Query Optimization Techniques
Writing a query that returns the right answer is the first step; writing one that returns it quickly, even as the underlying tables grow, is a separate skill. Most real-world query optimization comes down to a small set of recurring techniques — giving the optimizer indexes it can actually use, avoiding patterns that accidentally defeat those indexes, and being deliberate about how much data is fetched and processed.
Technique | Why it helps |
|---|---|
Index columns that are frequently filtered, joined, or sorted on | Lets the database avoid scanning the whole table for common access patterns |
Avoid SELECT * | Fetches only the columns actually needed, reducing I/O and enabling index-only scans |
Avoid wrapping indexed columns in functions inside WHERE | Lets the optimizer use an index instead of forcing a full scan to evaluate the function on every row |
Prefer EXISTS over IN for large subqueries | Lets the database stop as soon as one match is found, instead of materializing a full subquery result |
Batch large INSERT/UPDATE/DELETE operations | Avoids long-held locks and huge transaction logs from a single massive statement |
Filter as early as possible | Reduces the number of rows carried through subsequent joins and aggregations |
Avoid SELECT *
Requesting every column, even ones the application never uses, forces the database to read and transfer more data than necessary, and can prevent an index-only scan that would otherwise satisfy the query entirely from the index.

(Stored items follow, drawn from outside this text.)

Issue #7320, opened 2024-11-20
when adding a layer from a wms, discovered via cssw-catalog, all layers are added at once


pvgenuchten:
I'm trying to find out what happens, so let me describe how I reproduce the issue

At https://rwanda.lsc-hubs.org/map/ we host a recent version of Terria, When opening the CSW catalog in `explore data` and search for 'slope'

![Image](https://github.com/user-attachments/assets/b9ecc532-722f-433b-9173-2b5358d0e41c)

![Image](https://github.com/user-attachments/assets/b4f20e75-4e96-4ac6-b979-743f4e821803)

Then click `+` button on any layer

Expected: Single layer is added to map

[...]

Issue #6866, opened 2023-09-01
Add `WebMapServiceCatalogGroup` support to `CswCatalogGroup` - and tweak handling of `WebMapServiceCatalogItem` `layers`


pvgenuchten:
A common usage scenario in webgis is to reference a wms from a csw record, terria would then offer capability to add the wms to the mapview.

Unfortunately the CSW/Dublin Core spec does not provide any guidance on how to reference a single layer within the WMS, multiple conventions around the globe have been invented to circumvent that limitation. Is it documented which conventions are implemented by terria?

Current behaviour is that Terria, if unable to identify the relevant layer, adds all layers of the WMS (from capabilities) to the request

This behaviour is problematic for the following reasons
- in my case, one of the layers has a problem, and the full request fails
- if the server has many layers, the request takes a long time, is resource intense, and does not provide any usefull information
[...]

Issue #5267, opened 2021-02-24
Enfore WebMapService (WMS) LayerLimit


mwu2018:
If a dataset distribution from magda registry has wms format and more than one layer, all layers are to be loaded at the same time. However, some servers may response with error for such request.

Example:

Naming only the columns actually needed
-- Fetches every column, even unused ones SELECT * FROM orders WHERE customer_id = 42; -- Fetches only what the application actually uses SELECT order_id, order_date, order_total FROM orders WHERE customer_id = 42;
Avoid wrapping indexed columns in functions
Applying a function to an indexed column inside WHERE usually forces the database to evaluate that function on every row before it can compare the result, which defeats a plain index on the column — the index is sorted by the raw column value, not by the function's output.
Sargable vs non-sargable filtering on an indexed date column
-- Non-sargable: wraps order_date in a function, index on order_date can't be used directly SELECT * FROM orders WHERE YEAR(order_date) = 2026; -- Sargable: compares order_date directly against a range, index can be used SELECT * FROM orders WHERE order_date >= '2026-01-01' AND order_date < '2027-01-01';
Prefer EXISTS over IN for large subqueries
For large subqueries, EXISTS can stop as soon as it finds the first matching row for a given outer row, whereas some databases handle a large IN list by fully materializing the subquery's result first. On small, well-indexed subqueries the two are often optimized identically, but EXISTS tends to remain efficient as the subquery grows.
EXISTS vs IN for a large subquery
-- IN: may require the full subquery result to be built first SELECT customer_name FROM customers c WHERE c.customer_id IN ( SELECT o.customer_id FROM orders o WHERE o.order_total > 1000 ); -- EXISTS: can stop at the first match per outer row SELECT customer_name FROM customers c WHERE EXISTS ( SELECT 1 FROM orders o WHERE o.customer_id = c.customer_id AND o.order_total > 1000 );
Batch large operations
A single UPDATE or DELETE touching millions of rows can hold locks for a long time and generate a huge amount of transaction log activity in one go, which can block other queries and make rollback expensive if something goes wrong. Splitting the operation into smaller batches, each in its own transaction, keeps individual locks short-lived.
Batching a large DELETE instead of running it all at once
-- Risky as a single statement against a huge table DELETE FROM logs WHERE created_at < '2020-01-01'; -- Batched: repeat this in a loop until zero rows are affected DELETE FROM logs WHERE created_at < '2020-01-01' LIMIT 10000;
Index the columns that are actually filtered, joined, or sorted on in real queries.
Select only the columns needed instead of SELECT *.
Keep indexed columns free of wrapping functions in WHERE clauses so the optimizer can use the index.
Prefer EXISTS over IN for large subqueries.
Batch large write operations to avoid long-held locks and huge transactions.
Confirm every optimization actually changes the query plan with EXPLAIN.